# Where to buy mammoth molar & musk ox



## cazten (Oct 7, 2012)

Ive been looking around but without much success, and mainly finding scales.

Wondering where you guys get your mammoth molar and musk ox blocks, for japanese wa style handles?
Not to mention the price I've found seem really expensive. I can practically buy my own tooth for the price of some scales I've seen and part it out for a profit.


----------



## kalaeb (Oct 7, 2012)

I have seen some musk ox at Jantz. Randy Haas sometimes has some mammoth molar he may part with. He was working with some different stabilization techniques with it a few months ago, I think he sold most of it, but, it would not hurt to shoot him a pm, his tag is HHH Knives.


----------



## wsfarrell (Oct 7, 2012)

There's a guy called "Miles of Alaska" who has a large supply of mammoth ivory and musk ox.
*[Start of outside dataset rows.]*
Issue #1232, opened 2017-07-31
accessibility + visibility with clr-dropdowns and tooltips


envyN:
**Select one ...**  (check one with "x")
```
[x] bug
[ ] feature request
[ ] enhancement
```

### Expected behavior
If clr-dropdown is given top-left alignment, it should not take up the default space it currently takes

### Actual behavior
https://plnkr.co/edit/jArAZjF483ejoqnkpi1J?p=preview demonstrates the bug wherein an overflow scrollbar is visible even though there seems to be no element which needs the scrollbar to appear.
as soon as all action 2 dropdowns in the last row are clicked twice, the dropdown menu is repositioned correctly and the unnecessary page scrollbar disappears.
Even if the user doesnt click any of the action buttons in the last row, the dropdowns should correctly occupy their places.

### Reproduction of behavior

* Include a link to the reproduction scenario you created by forking one of the Clarity Plunker Templates:
[demo plunk](https://plnkr.co/edit/jArAZjF483ejoqnkpi1J?p=preview)
you may need to adjust the number of cards depending on your screen size.
have as many cards in the screen which can just be accomodated in the given space. you would still see a scrollbar.
then click on the action 2 buttons in the last row. the scroll bar would disappear.

### Environment details

* **Angular version:** 2.0.X

* **Clarity version:** 

* **OS and version:** 

* **Browser:** [all | Chrome XX | Firefox XX | IE XX | Safari XX | Mobile Chrome XX | Android X.X Web Browser | iOS XX Safari | iOS XX UIWebView | iOS XX WKWebView ]

adityarb88:
@envyN: Thanks for raising this. We will take a look and get back to you.

hippee-lee:
This may be a bug related to the new popover implementation on `Dropdown` as `clr-dropdown-menu` element is always in the DOM even though we _seem_ to be using the new Popover with `*clrIfOpen`.

adityarb88:
@envyN: Which version of Clarity are you using?

envyN:
@adityarb88 its 0.10.0-alpha.6 but seen in alpha4 as well. upgraded today to 6 and still see the issue

adityarb88:
[...]

PR #1646, opened 2017-10-26
Popover Horizontal Scroll Fix

adityarb88:
Fixes: #1232 

Deleted deprecate popover directive (Separate commit just in case we want to revert the change)

Tested on: Chrome, Firefox, Safari, Edge, IE11

Dropdowns:
screen shot 2017-10-26 at 10 05 28 am
screen shot 2017-10-26 at 10 05 43 am

Tooltips:
screen shot 2017-10-26 at 10 06 01 am
screen shot 2017-10-26 at 10 06 08 am


src/clarity-angular/popover/common/popover.ts
```diff
@@ -45,7 +45,7 @@ export class Popover {
 
     constructor(private element: any) {
         // Browsers don't agree with what to do if some of these are not specified, so we set them all to be safe.
-        element.style.position = POSITION_ABSOLUTE;
+        element.style.position = POSITION_FIXED;
```
youdz: Wait, when the popover is open it needs `position: absolute`. I was expecting the `position: fixed` to be used only when the popover is closed (which you already do with the CSS class, so I don't see why you needed to change it here too).

src/clarity-angular/popover/common/_popover.clarity.scss
```diff
@@ -0,0 +1,15 @@
+// Copyright (c) 2016-2017 VMware, Inc. All Rights Reserved.
+// This software is released under MIT license.
+// The full license information can be found in LICENSE in the root directory of this project.
+
+@include exports('popover.clarity') {
+    .is-off-screen {
+        position: fixed !important;
+        height: 1px !important;
+        width: 1px !important;
+        top: -1px !important;
```
youdz: I think you'd be safer with: `left: 0px !important`
Otherwise browsers might put that 1px closed popover somewhere weird by default, and might still generate scrollbars.

src/clarity-angular/popover/common/_popover.clarity.scss
```diff
@@ -0,0 +1,15 @@
...
+        padding: 0 !important;
+        margin: 0 0 -1px 0 !important;
+        border: none !important;
```
youdz: `box-shadow`?

src/clarity-angular/popover/common/_popover.clarity.scss
```diff
@@ -0,0 +1,15 @@
...
+    }
```
youdz: Hum, you forgot `overflow: hidden`. Maybe it's applied somewhere else too, but it's so critical to this off-screen class that it absolutely needs to be here too.

src/clarity-angular/popover/common/abstract-popover.ts
```diff
@@ -88,6 +88,11 @@ export abstract class AbstractPopover implements AfterViewChecked, OnDestroy {
         return this.ifOpenService.open ? "visible" : "hidden";
```
youdz: You should just  put the `visibility: hidden` as part of the new CSS class, and drop this extra binding.

src/clarity-angular/popover/common/_popover.clarity.scss
adityarb88: 👍

src/clarity-angular/popover/common/_popover.clarity.scss
adityarb88: i only added properties which occupy space. thats why ignored it. do you think we need to add `box-shadow`?

src/clarity-angular/popover/common/_popover.clarity.scss
adityarb88: 👍

src/clarity-angular/popover/common/abstract-popover.ts
adityarb88: good idea. thanks

src/clarity-angular/popover/common/popover.ts
adityarb88: 👍

src/clarity-angular/popover/common/_popover.clarity.scss
youdz: My bad, I forgot that it was `visibility: hidden` so box-shadow wouldn't show. I was scared of it showing at the top of the page, not the scrollbars.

He says on his web page "I'm not easy to order from", and I would agree.

http://www.milesofalaska.net/knife_Materials/


----------



## Candlejack (Oct 8, 2012)

wsfarrell said:


> There's a guy called "Miles of Alaska" who has a large supply of mammoth ivory and musk ox. He says on his web page "I'm not easy to order from", and I would agree.
> 
> http://www.milesofalaska.net/knife_Materials/



Oh god the design of his homepage <3


----------



## jmforge (Oct 11, 2012)

There are a couple of guys from Alaska who sell both on the various forums.


----------



## Burl Source (Oct 13, 2012)

Cutting a whole mammoth tooth is something people usually only do once.
Getting the tooth is the easy part, then........ I don't want to spoil the ending.
There is a good reason why it is expensive.


----------